Recorded information ->
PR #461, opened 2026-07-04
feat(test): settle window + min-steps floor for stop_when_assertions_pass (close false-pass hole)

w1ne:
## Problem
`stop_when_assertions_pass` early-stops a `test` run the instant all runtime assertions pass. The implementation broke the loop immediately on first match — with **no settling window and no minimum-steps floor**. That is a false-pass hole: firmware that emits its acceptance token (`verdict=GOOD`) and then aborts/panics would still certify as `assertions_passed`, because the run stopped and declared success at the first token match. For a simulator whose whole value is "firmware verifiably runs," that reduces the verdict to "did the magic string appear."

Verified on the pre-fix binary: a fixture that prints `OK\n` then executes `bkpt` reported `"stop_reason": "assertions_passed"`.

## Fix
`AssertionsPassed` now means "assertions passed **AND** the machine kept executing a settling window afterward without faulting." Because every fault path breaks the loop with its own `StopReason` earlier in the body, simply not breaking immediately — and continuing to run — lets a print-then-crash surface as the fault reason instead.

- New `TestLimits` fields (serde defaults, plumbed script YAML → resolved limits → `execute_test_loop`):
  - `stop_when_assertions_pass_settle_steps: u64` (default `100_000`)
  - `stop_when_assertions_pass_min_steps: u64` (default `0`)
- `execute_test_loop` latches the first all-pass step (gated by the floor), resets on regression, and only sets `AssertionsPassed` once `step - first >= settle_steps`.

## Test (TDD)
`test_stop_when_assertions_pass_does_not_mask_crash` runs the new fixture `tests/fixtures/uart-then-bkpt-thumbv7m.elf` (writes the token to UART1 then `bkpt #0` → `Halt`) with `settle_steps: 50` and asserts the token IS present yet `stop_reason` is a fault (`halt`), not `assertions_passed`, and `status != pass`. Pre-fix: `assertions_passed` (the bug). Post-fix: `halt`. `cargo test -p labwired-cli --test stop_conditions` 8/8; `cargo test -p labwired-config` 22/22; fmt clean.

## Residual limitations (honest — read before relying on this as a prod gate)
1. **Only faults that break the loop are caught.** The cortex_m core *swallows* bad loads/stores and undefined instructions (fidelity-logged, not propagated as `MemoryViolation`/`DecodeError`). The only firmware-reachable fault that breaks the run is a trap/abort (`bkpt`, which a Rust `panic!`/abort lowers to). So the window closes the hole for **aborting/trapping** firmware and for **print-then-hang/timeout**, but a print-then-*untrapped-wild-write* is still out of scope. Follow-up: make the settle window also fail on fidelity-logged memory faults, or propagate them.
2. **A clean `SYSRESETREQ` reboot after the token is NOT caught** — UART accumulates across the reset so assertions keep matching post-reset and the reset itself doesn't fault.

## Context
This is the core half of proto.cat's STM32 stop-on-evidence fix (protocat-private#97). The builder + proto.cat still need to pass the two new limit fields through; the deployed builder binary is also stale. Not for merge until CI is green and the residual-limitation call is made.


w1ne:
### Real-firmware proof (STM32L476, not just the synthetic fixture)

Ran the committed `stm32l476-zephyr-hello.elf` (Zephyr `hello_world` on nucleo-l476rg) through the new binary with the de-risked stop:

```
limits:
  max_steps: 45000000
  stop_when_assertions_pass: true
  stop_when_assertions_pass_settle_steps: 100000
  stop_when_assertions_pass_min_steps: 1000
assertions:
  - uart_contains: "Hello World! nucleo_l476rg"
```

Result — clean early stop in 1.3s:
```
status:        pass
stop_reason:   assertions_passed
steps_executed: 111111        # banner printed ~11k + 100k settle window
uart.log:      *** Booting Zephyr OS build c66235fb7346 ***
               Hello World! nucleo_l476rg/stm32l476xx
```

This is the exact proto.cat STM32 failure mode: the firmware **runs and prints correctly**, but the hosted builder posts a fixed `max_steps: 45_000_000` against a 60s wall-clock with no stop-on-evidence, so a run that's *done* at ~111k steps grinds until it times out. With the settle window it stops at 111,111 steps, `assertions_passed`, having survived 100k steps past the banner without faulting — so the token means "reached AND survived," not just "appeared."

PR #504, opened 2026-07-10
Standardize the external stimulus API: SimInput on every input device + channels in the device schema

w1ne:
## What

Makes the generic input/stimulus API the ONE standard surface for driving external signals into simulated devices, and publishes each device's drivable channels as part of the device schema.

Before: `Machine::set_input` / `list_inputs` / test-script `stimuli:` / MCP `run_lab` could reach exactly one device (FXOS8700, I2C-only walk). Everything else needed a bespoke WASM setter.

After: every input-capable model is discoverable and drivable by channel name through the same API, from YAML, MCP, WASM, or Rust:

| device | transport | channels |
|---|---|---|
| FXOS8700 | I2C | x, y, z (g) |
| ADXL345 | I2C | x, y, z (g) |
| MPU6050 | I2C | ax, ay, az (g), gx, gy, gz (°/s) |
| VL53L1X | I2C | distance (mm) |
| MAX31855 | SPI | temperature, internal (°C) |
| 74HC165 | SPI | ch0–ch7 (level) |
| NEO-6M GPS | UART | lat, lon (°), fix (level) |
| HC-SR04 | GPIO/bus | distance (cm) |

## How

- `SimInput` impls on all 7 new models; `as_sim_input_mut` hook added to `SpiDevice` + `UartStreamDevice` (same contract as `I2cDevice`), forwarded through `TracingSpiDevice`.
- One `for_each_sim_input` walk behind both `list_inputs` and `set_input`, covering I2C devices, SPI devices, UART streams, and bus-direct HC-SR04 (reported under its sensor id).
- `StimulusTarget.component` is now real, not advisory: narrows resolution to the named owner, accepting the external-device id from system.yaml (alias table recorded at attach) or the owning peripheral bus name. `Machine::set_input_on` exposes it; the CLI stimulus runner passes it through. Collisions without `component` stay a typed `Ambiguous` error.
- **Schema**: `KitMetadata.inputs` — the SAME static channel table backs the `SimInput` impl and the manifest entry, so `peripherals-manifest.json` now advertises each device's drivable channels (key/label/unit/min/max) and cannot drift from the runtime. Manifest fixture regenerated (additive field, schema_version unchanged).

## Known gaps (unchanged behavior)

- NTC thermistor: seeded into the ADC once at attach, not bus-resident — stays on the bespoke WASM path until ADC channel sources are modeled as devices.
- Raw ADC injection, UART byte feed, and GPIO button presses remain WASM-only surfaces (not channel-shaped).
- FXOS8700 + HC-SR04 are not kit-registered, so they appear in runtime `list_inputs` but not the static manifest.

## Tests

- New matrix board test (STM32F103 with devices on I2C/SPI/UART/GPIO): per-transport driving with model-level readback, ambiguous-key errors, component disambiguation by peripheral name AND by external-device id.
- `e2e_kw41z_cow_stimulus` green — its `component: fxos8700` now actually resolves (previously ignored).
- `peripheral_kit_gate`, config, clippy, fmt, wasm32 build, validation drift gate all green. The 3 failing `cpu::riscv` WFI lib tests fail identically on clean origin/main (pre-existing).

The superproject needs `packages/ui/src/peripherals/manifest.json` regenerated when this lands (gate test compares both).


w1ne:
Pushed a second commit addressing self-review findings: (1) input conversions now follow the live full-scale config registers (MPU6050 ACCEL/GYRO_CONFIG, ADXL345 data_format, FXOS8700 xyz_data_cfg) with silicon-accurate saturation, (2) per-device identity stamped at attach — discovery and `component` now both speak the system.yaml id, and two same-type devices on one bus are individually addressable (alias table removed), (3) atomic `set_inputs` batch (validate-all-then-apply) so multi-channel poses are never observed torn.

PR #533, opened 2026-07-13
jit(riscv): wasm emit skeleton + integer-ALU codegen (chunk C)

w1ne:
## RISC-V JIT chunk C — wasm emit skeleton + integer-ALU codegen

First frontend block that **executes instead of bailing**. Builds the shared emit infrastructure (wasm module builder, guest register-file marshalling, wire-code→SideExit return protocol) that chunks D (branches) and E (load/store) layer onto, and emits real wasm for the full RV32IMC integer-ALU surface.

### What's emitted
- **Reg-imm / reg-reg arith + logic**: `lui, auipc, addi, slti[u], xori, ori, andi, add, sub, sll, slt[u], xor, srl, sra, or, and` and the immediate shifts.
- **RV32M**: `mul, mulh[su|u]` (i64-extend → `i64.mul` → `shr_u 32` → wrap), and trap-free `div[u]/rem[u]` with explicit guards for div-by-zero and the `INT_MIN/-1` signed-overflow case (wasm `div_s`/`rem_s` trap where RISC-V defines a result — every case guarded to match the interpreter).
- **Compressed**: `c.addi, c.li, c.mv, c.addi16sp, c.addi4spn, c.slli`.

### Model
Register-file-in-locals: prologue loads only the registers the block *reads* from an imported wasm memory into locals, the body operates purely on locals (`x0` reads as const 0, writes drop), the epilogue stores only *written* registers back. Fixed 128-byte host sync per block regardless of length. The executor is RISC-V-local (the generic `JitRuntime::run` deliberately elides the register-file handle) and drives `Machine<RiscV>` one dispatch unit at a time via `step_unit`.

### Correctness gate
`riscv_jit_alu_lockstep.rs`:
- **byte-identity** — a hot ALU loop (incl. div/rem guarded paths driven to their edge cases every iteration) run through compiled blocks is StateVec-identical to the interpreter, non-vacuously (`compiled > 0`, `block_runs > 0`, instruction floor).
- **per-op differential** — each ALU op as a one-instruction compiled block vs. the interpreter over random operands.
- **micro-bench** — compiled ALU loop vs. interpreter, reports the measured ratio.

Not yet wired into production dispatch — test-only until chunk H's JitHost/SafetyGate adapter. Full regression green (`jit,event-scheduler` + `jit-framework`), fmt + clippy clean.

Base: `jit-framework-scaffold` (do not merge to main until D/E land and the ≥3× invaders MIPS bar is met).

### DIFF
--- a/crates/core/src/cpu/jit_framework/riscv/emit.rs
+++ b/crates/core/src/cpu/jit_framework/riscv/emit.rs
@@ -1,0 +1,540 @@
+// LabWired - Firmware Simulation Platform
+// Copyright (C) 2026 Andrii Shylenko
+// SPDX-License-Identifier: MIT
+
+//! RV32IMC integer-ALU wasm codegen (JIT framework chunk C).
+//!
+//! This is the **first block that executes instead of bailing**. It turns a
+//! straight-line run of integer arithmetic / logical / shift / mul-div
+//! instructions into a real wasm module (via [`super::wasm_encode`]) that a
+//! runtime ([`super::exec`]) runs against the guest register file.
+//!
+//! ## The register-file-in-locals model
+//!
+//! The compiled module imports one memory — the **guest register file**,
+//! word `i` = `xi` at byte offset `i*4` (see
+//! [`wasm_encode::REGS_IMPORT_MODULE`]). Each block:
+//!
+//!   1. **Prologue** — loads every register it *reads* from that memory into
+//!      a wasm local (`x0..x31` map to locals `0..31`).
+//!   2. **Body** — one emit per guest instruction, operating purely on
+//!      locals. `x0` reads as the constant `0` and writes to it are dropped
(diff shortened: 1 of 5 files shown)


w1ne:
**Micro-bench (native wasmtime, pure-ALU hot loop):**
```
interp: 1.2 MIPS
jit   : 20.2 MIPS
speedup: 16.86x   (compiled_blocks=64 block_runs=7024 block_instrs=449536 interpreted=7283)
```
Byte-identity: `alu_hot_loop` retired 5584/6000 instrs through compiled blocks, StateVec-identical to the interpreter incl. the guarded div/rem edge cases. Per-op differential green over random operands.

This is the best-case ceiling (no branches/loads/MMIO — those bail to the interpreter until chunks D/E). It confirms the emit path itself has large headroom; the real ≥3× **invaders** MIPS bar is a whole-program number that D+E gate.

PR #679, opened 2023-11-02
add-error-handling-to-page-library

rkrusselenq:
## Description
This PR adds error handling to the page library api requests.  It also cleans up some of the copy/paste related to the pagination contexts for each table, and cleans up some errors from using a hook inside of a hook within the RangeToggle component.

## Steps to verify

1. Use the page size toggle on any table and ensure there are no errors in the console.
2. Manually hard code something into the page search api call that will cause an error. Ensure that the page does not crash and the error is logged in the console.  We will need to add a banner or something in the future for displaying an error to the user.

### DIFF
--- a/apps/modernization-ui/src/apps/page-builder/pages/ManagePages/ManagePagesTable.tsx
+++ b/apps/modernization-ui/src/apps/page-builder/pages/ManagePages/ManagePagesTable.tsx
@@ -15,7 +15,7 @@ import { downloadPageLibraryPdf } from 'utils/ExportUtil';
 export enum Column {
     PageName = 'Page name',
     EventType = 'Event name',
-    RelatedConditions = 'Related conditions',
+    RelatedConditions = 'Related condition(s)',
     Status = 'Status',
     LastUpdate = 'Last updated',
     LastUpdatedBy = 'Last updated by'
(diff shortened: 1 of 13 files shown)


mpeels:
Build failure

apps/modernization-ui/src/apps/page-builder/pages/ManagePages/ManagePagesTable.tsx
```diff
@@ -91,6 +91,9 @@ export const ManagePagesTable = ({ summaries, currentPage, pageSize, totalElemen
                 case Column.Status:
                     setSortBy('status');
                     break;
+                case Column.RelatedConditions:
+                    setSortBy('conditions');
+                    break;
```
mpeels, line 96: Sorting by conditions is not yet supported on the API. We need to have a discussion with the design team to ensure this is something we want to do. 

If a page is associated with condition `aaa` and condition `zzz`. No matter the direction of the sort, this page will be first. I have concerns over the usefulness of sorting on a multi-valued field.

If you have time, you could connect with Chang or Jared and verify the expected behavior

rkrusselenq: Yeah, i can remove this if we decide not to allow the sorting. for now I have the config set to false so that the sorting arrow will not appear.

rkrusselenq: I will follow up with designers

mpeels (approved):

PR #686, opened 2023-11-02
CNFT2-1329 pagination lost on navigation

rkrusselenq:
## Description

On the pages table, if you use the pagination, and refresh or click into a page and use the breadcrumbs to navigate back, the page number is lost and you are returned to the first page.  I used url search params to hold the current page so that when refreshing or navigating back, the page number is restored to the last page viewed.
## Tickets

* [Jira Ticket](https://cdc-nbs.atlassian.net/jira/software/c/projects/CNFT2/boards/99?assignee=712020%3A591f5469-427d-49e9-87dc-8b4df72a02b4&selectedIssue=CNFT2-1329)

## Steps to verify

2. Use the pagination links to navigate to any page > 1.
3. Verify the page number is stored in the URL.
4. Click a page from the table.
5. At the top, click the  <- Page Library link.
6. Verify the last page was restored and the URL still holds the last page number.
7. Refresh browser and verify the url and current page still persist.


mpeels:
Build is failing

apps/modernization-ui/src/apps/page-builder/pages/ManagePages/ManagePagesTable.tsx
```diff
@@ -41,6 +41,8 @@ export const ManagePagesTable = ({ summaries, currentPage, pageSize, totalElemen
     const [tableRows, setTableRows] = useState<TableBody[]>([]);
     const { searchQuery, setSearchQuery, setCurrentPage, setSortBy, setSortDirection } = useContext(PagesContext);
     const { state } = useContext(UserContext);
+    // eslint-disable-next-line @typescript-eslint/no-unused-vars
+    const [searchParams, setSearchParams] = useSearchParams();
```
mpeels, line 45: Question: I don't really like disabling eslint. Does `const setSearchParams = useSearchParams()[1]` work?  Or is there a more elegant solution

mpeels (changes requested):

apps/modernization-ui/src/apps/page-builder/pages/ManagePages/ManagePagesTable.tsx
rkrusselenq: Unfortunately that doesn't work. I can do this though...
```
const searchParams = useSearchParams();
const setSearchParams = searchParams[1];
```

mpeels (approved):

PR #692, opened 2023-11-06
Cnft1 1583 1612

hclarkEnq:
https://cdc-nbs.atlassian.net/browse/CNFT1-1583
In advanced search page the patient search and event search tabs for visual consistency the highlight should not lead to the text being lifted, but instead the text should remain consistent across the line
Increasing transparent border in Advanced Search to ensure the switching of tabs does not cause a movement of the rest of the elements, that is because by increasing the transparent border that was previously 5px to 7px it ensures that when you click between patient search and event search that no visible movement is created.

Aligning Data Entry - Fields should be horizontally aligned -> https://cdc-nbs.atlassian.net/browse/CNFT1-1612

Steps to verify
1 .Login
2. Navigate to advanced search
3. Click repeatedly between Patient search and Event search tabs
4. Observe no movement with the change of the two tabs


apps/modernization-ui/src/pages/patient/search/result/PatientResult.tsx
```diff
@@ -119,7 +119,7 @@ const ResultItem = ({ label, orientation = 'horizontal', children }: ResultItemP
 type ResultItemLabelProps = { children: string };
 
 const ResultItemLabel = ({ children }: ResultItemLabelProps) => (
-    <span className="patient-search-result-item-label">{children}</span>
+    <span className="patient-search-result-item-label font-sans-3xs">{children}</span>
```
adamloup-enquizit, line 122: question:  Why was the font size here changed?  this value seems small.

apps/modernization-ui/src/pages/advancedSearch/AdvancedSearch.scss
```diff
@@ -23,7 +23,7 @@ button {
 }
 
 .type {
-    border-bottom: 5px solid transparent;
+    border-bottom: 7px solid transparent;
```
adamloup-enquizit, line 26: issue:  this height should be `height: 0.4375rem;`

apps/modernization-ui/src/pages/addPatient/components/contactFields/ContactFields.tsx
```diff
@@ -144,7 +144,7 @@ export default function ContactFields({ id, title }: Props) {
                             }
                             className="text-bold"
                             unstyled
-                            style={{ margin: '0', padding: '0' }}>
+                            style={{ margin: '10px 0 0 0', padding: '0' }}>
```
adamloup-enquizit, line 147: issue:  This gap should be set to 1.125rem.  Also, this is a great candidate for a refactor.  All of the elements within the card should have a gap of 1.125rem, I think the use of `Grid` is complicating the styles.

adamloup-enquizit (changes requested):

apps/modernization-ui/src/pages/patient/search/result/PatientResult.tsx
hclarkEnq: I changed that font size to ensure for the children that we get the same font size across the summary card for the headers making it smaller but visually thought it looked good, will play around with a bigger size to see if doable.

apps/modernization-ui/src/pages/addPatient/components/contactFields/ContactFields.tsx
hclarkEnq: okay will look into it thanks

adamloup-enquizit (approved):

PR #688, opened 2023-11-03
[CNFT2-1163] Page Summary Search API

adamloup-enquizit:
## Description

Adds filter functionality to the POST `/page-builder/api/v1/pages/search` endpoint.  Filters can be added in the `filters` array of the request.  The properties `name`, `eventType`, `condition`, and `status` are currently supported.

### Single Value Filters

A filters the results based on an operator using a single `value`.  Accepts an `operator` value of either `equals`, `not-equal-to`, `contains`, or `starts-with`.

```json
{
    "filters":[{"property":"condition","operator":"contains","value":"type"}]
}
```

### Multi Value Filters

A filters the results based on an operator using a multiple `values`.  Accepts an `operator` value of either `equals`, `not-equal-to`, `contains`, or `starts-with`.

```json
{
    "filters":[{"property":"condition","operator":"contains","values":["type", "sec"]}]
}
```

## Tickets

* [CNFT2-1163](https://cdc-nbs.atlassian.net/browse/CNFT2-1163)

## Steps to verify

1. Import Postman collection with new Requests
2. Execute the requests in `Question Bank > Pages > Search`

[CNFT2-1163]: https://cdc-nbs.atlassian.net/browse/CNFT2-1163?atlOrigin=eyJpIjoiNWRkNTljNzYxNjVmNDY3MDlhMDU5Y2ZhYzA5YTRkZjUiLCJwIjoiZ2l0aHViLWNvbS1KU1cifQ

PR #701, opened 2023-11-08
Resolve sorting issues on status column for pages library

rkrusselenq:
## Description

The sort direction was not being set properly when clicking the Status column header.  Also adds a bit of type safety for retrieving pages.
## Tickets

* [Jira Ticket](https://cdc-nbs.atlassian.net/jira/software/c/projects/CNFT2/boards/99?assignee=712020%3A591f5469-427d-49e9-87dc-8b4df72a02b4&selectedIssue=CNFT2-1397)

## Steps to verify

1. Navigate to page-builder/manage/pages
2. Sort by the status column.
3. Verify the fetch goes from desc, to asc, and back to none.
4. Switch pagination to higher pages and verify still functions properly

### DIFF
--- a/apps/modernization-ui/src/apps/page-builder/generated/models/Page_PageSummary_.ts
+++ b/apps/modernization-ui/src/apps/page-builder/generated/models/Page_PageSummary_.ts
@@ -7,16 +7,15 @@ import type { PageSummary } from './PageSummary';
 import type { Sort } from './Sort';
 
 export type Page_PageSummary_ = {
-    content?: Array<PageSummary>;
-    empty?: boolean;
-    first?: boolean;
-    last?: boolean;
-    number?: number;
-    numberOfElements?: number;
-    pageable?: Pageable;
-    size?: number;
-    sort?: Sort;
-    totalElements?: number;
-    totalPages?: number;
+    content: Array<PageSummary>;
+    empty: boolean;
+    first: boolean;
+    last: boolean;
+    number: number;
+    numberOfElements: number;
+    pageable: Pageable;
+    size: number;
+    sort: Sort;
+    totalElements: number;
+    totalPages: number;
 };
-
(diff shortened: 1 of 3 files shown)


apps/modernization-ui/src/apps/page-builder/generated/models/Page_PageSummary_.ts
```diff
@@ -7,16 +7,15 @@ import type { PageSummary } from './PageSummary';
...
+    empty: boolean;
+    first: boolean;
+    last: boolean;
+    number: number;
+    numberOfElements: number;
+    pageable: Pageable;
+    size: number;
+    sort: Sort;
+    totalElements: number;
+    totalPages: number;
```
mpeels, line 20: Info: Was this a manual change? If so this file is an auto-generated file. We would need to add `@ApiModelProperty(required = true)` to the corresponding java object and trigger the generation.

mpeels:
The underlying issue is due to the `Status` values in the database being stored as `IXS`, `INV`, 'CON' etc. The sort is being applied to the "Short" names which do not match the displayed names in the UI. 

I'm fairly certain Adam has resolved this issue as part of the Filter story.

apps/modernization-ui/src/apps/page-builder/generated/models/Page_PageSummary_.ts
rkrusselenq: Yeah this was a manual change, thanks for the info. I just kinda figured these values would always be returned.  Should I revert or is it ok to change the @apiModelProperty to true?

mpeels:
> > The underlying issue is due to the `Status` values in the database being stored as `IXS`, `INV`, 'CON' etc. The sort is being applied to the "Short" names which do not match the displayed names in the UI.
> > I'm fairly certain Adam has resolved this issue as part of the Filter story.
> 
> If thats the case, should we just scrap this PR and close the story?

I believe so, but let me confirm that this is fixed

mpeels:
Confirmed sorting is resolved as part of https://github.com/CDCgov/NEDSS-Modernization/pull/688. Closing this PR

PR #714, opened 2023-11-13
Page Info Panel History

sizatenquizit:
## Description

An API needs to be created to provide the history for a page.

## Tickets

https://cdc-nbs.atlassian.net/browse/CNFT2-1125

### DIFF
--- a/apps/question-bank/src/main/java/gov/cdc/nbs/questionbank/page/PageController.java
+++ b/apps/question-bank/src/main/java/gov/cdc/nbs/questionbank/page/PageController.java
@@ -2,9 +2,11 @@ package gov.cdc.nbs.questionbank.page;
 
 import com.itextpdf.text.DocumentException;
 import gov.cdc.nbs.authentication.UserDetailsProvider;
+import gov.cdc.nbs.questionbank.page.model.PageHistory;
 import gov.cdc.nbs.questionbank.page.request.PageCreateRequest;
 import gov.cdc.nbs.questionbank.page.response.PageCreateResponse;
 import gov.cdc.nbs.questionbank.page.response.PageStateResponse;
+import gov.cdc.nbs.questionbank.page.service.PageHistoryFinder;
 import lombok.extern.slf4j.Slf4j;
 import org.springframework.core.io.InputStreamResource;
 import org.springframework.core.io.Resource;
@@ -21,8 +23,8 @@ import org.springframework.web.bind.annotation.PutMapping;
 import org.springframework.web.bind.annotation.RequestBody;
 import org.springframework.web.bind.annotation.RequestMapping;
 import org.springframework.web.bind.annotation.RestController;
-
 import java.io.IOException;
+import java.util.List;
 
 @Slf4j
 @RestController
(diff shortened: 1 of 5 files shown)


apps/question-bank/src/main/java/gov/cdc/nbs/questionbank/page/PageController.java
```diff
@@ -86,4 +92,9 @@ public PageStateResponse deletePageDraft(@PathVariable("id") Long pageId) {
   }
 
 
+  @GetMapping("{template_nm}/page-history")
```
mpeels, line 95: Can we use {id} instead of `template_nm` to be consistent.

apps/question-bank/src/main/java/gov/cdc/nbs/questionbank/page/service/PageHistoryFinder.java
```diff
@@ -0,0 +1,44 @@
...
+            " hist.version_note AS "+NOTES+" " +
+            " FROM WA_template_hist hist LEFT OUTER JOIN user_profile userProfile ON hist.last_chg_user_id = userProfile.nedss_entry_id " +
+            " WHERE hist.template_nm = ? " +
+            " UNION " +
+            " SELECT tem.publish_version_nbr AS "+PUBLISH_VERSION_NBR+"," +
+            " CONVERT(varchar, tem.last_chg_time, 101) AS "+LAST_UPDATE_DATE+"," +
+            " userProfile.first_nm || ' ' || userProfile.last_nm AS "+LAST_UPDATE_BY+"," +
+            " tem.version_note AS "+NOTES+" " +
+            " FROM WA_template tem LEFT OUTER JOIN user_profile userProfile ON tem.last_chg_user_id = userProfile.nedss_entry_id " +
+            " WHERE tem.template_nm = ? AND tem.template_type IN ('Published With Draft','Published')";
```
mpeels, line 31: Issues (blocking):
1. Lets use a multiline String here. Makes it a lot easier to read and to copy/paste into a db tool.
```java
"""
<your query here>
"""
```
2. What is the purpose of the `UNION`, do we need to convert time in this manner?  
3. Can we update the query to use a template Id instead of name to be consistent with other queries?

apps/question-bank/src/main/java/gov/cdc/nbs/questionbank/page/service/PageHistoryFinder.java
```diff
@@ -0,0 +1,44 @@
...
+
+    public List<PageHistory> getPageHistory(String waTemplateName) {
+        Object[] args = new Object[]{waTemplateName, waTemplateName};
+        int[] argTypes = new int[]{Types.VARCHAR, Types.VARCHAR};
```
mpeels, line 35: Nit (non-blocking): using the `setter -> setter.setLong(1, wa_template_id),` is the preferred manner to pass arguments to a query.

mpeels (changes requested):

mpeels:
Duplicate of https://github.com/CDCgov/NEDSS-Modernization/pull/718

Work required -> What you give back should be exactly the lines of the data above from the line with "The compiled module" through the line with "operating purely on", both of those included, and nothing more.

Task result ->
+//! The compiled module imports one memory — the **guest register file**,
+//! word `i` = `xi` at byte offset `i*4` (see
+//! [`wasm_encode::REGS_IMPORT_MODULE`]). Each block:
+//!
+//!   1. **Prologue** — loads every register it *reads* from that memory into
+//!      a wasm local (`x0..x31` map to locals `0..31`).
+//!   2. **Body** — one emit per guest instruction, operating purely on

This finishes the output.